To purge via URL use this cURL comand to purge the homepage represented by the trailing slash
curl https://wp-bullet.com/purge/ -I
You will see this response if the home page was cached in the nginx reverse proxy and you successfully emptied it
HTTP/1.1 200 OK
Server: nginx/1.8.1
Date: Wed, 30 Mar 2016 13:55:47 GMT
Content-Type: text/html
Content-Length: 277
Connection: keep-alive
If your nginx reverse proxy doesn’t have your WordPress home page cached you will see a 404 error
HTTP/1.1 404 Not Found
Server: nginx/1.8.1
Date: Wed, 30 Mar 2016 13:58:50 GMT
Content-Type: text/html
Content-Length: 168
Connection: keep-alive
If your nginx reverse proxy does not allow you to access the /purge location you will get a 403 forbidden error
HTTP/1.1 403 Forbidden
Server: nginx/1.8.1
Date: Wed, 30 Mar 2016 17:16:39 GMT
Content-Type: text/html
Content-Length: 168
Connection: keep-alive
Similar to the PURGE method we are limiting access to the /purge location by whitelisting IP addresses so attackers cannot overwhelm your web server running WordPress
Get the Real IP in Apache Logs from nginx
You will need to open your Apache virtualhost to adjust the logging format
sudo nano /etc/apache2/sites-available/wpbullet.conf
Find this line containing LogFormat %h
LogFormat "%h %l %u %t \"%r\" %>s %b" combined
Replace the %h
with %{X-Forwarded-For}i
to use the header we set in nginx.
LogFormat "%{X-Forwarded-For}i %l %u %t \"%r\" %>s %b" combined
If you do not have a LogFormat line then add the whole line as you see it above within your block
Test your Apache virtual host syntax is OK
sudo apachectl configtest
If it’s all good then reload Apache
sudo service apache2 reload
Now the logs will show the correct IP.
Sources
Where does /var/lib/nginx/proxy come from?

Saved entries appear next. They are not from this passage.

Issue #763, opened 2020-03-30
Provide healthcheck in service repo


karlb:
There are basic healthchecks in the raiden service bundle repo. Having these checks in this repo would be preferable, since that would allow the service to test and update the checks as needed.

palango:
Related to https://github.com/raiden-network/raiden-services/issues/650

Issue #650, opened 2019-11-26
Add APIs for healtchchecking the services


hackaugusto:
## Problem Definition

Both the MS and the PFS must have healtcheck APIs for proper provisioning checks.

karlb:
How should such a thing look for the MS, which does not really have an API? Updating a file with a timestamp to show that it's still alive?

hackaugusto:
> How should such a thing look for the MS, which does not really have an API? Updating a file with a timestamp to show that it's still alive?

Just add an endpoint `/health` that return a valid response if the system is properly initialized. Having a simple HTTP interface makes it easier to integrate with existing DevOps tools

karlb:
https://github.com/raiden-network/raiden-services/issues/763 is more detailed.

Issue #501, opened 2019-08-06
MS price feedback


palango:
The MS' need a way to let the clients know their expected reward for monitoring.

There are some ideas on how to accomplish that:
- Open a broadcasting channel in which the MS post
- Attach the information as matrix metadata to the MS matrix identities

@ulope Can you provide some input here?

ulope:
Both seem reasonable but I think we should limit the use of broadcasting rooms.
The metadata approach seems simpler to implement as well.

How often can those fees change? I'm asking because if we go with the metadata approach we need some mechanism for the client to periodically refresh that information (I'm not sure if there is an event generated in the sync response when the displayname (which is what we'd be 'abusing' for this) changes).

However thinking about it now, wouldn't this also be a good candidate to use a REST API for? Similar to how the PFS does it?

Issue #7, opened 2018-03-29
Service monitoring/Dashboard


palango:
## Raiden Service Bundle operators want to see metrics of their services
The Raiden Services, Pathfinding and Monitoring, are being operated by external providers. Those providers want to see a dashboard showing relevant and interesting information. The dashboard can be in parts but should not be in general publicly accessible. 

## Get familiar with the Raiden Service Bundle
- Specification of the Monitoring Service https://raiden-network-specification.readthedocs.io/en/latest/monitoring_service.html
- Specification of the Pathfinding Service https://raiden-network-specification.readthedocs.io/en/latest/pathfinding_service.html
- Services Repo on GitHub https://github.com/raiden-network/raiden-services

## Plan in detail
Please plan this issue here in small steps such that implementation can be iterative. Please sketch a design of the dashboard and the necessary inputs first. 

Bonus: Our colleagues from eth.events, our community manager Boris and our friends from dappNode can give you feedback or ideas which information should be shown on the dashboard. @czepluch can provide contacts.

this was initially planned by the team https://github.com/raiden-network/raiden-services/issues/7#issuecomment-635385656

- [ ] Sketch a design of the dashboard - what data should we show there?
- [ ] From the data, deduct the necessary endpoints in the PFS and MS
- [ ] ...

++++++
Original Issue
The running PFS should provide some insights, e.g. requests per minute, network topology...

Users want to see how many requests were processed and how many IOUs collected. Maybe we can create an easy and secure endpoint for that?

palango:
It might make sense to talk to Nils about that and maybe implement a prototype while he is still in Berlin.

ulope:
Since we already use Prometheus in a couple of places it would make sense to continue that here. 

The Python client library is also pretty easy to use.

konradkonrad:
- specify what data to provide
- create a `_stats` or the like endpoint

ulope:
Depending if we want to go with prometheus or provide a generic api endpoint that can then reformatted the python client library could be helpful to get something working quickly: https://github.com/prometheus/client_python

fredo:
- [ ] Talk to the current providers what kind of metrics are desired
- [ ] investigate prometheus approach (maybe with the help of @ulope @nlsdfnbch )
- [ ] new docker container in docker-compose set up 
- [ ] accessible by new subdomain

nlsdfnbch:
[...]

PR #797, opened 2020-06-05
Add API to MS

palango:
This adds a REST API to the MS.

This is done in preparation for https://github.com/raiden-network/raiden-services/issues/7 for which we need a working API to export prometheus stats. However, it's also useful for https://github.com/raiden-network/raiden-services/issues/501, https://github.com/raiden-network/raiden-services/issues/650 and https://github.com/raiden-network/raiden-services/issues/763

The changes include:
- `mypy` fixes to changes caused by ne `__init__.py` file
- Make `MonitoringService` a `greenlet`
- Add `MsApi` class with currently only a `/info` endpoint similar to the PFS'
- Add an API test
- Move common test stuff to libs


src/pathfinding_service/cli.py
```diff
@@ -128,7 +130,7 @@ def main(  # pylint: disable=too-many-arguments,too-many-locals
             raise Exception("PFS did not start within time.")
 
         log.debug("Starting API")
-        api = ServiceApi(
+        api = PfsApi(
```
karlb, line 133: I would have expected `PFSApi`, but both are a bit awkward in their own way.

src/monitoring_service/api.py
```diff
@@ -0,0 +1,91 @@
...
+                "service_token_address": to_checksum_address(self.service_token_address),
+                "confirmed_block": {
+                    "number": self.monitoring_service.context.ms_state.blockchain_state.latest_committed_block  # noqa
+                },
+            },
+            "version": self.version,
+            "contracts_version": self.contracts_version,
+            "operator": self.api.operator,
+            "message": self.api.info_message,
+            "UTC": datetime.utcnow().isoformat(),
```
karlb, line 51: What are the security implications of providing this information? If it is public, attackers might watch for `latest_committed_block` to be outdated and take advantage of that situation.

src/monitoring_service/service.py
```diff
@@ -78,7 +78,8 @@ def handle_event(event: Event, context: Context) -> None:
                 sentry_sdk.capture_exception(ex)
 
 
-class MonitoringService:  # pylint: disable=too-few-public-methods,too-many-instance-attributes
+class MonitoringService(gevent.Greenlet):
```
karlb, line 81: Please don't inherit from `Greenlet`! It ruins mypy checks and couples the implementation to gevent.

We didn't settle on gevent guidelines yet, but I suggest something like
```python

ms_greenlet = spawn_named("MonitoringService", ms)
...
ms_greenlet.kill()
```

src/monitoring_service/api.py
palango: There might be, even though I'm not aware of any as the MS are not giving any guarantees right now. However, I'd keep the API non-public for now.

src/monitoring_service/cli.py
```diff
@@ -80,24 +113,40 @@ def main(  # pylint: disable=too-many-arguments
...
+
+        if debug_shell:
+            import IPython
+
+            IPython.embed()
+            return 0
 
-    if debug_shell:
-        import IPython
+        task = gevent.spawn(service.start)
```
karlb, line 136: Why not spawn_named?

src/monitoring_service/cli.py
```diff
@@ -80,24 +113,40 @@ def main(  # pylint: disable=too-many-arguments
...
 
-    ms.start()
+        task.get()
+    finally:
+        log.info("Stopping Monitoring Service...")
+        if api:
+            api.stop()
+        if task:
+            task.kill()
+            task.join()
```
karlb, line 149: Wouldn't `task.get()` be even better here? If it stops due to a GreenletExit  generated by `kill`, it should pass without an error, but raise errors that happened during cleanup.

src/monitoring_service/api.py
```diff
@@ -0,0 +1,91 @@
...
+
+    def run(self, host: str, port: int) -> None:
+        self.rest_server = WSGIServer((host, port), self.flask_app)
+        self.rest_server.start()
+
+        log.info("Running endpoint", endpoint=f"http://{host}:{port}")
+
+    def stop(self) -> None:
+        if self.rest_server:
+            self.rest_server.stop()
```
karlb, line 91: If we want to go all in with the `spawn/kill` model, this should be
```python
    def run(self, host: str, port: int) -> None:
        self.rest_server = WSGIServer((host, port), self.flask_app)
        log.info("Running endpoint", endpoint=f"http://{host}:{port}")
        self.rest_server.server_forever()
```
But we can start doing that when we have some gevent guidelines.

palango: Let's do that later...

Getting Real IP for Apache from nginx
Would it be possible to include serving static files directly from NGINX so Jpeg, Css, JS files would not bother apache?
Yes, if the files are stored on the server where nginx is running. To accomplish this you can use the location /images directive.
Or you can host images on a separate subdomain.
Is it possible to have multiple websites with this setup and only purge cache for one website?
It sure is Bo, that’s the great thing about cache keys, if you make them in such a way that includes the domain name (here $host) then if you use the nginx helper plugin and its /purge by URL method it should only purge content from the WordPress site that sends the purge requests and no other sites on the same server :).
I don’t think it works for Multiple site coz WP multiple site requires port 80 and 443. In case, you hack your WP site and change the default multiple port to something else.
Each site will have its own virtual host with a unique server_name running on port 80 and 443 separately so there should be no conflicts
It sure is possible, you will want to use the nginx helper plugin and the /purge location, last I checked it did intelligent purging of only the site and URLs which need purging
Does all SSH commands works for all OS? Using CentOS and apache server.
Is it possible to use NGINX helper plugin to purge cache in and more friendliness way than the shell? So more users than me can purge the reverse proxy.
What resources will be cached with this reverse setup?